Feature films from different periods in time show architecture and cities in use and in motion, and yet preserved from the change the actual passing of time brings; what is now old or outdated in cities, or no longer present, was once new and often understood as a harbinger of the future.
This project analyses the way new architectural settings are presented in feature films from the 1970s and 80s.

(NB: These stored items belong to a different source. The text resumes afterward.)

Issue #98, opened 2019-12-03
Turn the mfa fallback error into a nicer error page with clearer help eg support emails


brendanheywood:

Peterburnett:
This is tandem/duplicate of #106. Doing together

PR #113, opened 2019-12-11
Issue #106: New error message page with support links

### LINKED ISSUE #106: Make the UX of running out of factors nicer
* [x] just a nice error massage as a big lang string which can be customized
* [x] inside a notification error box
* [x] still in the secure layout inside auth.php
* [x] Show the support contact details

Peterburnett:
Closes #106 and #98.

### DIFF
--- a/classes/manager.php
+++ b/classes/manager.php
@@ -147,8 +147,12 @@ class manager {
      * @return void
      */
     public static function cannot_login() {
+        global $OUTPUT;
+        echo $OUTPUT->header();
+        echo $OUTPUT->not_enough_factors();
+        echo $OUTPUT->footer();
         self::mfa_logout();
-        print_error('error:notenoughfactors', 'tool_mfa', new \moodle_url('/'));
+        die;
     }
 
     /**
--- a/renderer.php
+++ b/renderer.php
@@ -175,5 +175,39 @@ class tool_mfa_renderer extends plugin_renderer_base {
 
         return $html;
     }
-}
 
+    /**
+     * Generates notification text for display when user cannot login.
+     *
+     * @return string $notification
+     */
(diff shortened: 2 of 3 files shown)


classes/manager.php
```diff
@@ -148,7 +148,7 @@ public static function is_factorid_valid($factorid, $user) {
      */
     public static function cannot_login() {
         self::mfa_logout();
-        print_error('error:notenoughfactors', 'tool_mfa', new \moodle_url('/'));
+        redirect(new \moodle_url('/admin/tool/mfa/auth.php', array('fail' => 1)));
```
brendanheywood: why not jus display the error directly here without the redirect?

renderer.php
```diff
@@ -175,5 +175,39 @@ public function active_factors() {
...
+    /**
+     * Generates notification text for display when user cannot login.
+     *
+     * @return string $notification
+     */
+    public function not_enough_factors() {
+        global $CFG, $SITE;
+
+        $notification = html_writer::tag('h4', get_string('error:notenoughfactors', 'tool_mfa'));
+        $notification .= get_string('error:reauth', 'tool_mfa').'<br>';
```
brendanheywood: probably wrap this in a p instead of <br>

classes/manager.php
```diff
@@ -147,8 +147,12 @@ public static function is_factorid_valid($factorid, $user) {
      * @return void
      */
     public static function cannot_login() {
+        global $OUTPUT;
+        echo $OUTPUT->header();
+        $OUTPUT->not_enough_factors();
```
brendanheywood: OUTPUT methods should return html not echo them, so you can buffer and compose them etc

The choice of these decades is strategic: they represent a period of time when both architecture and feature films were experimenting with their respective forms, and they are also decades which have become newly historical.
The project pairs a single film with an urban thematic redolent of architecture’s historical promise, whether utopian, banal or malevolent: Francis Ford Coppola’s The Conversation (1974) is discussed in terms of surveillance and the seemingly malign presence of John Portman’s Embarcadero Centre in San Francisco; Philip Noyce’s Heatwave (1982) analyses the appearance of a utopian megastructural scheme amid the upheavals of urban renewal and heritage protection in Sydney; and, in research conducted with Kenny Cupers, Eric Rohmer’s L’Ami de Mon Amie (1987) is the occasion for a reflection on the promise of French post-war planning, as its characters inhabit the newly-completed New Town of Cergy-Pontoise on the periphery of Paris.
The research has been disseminated in AA Files (nos. 71 & 74) and the edited collection Breaking and Entering (McGill Queens University Press, 2015).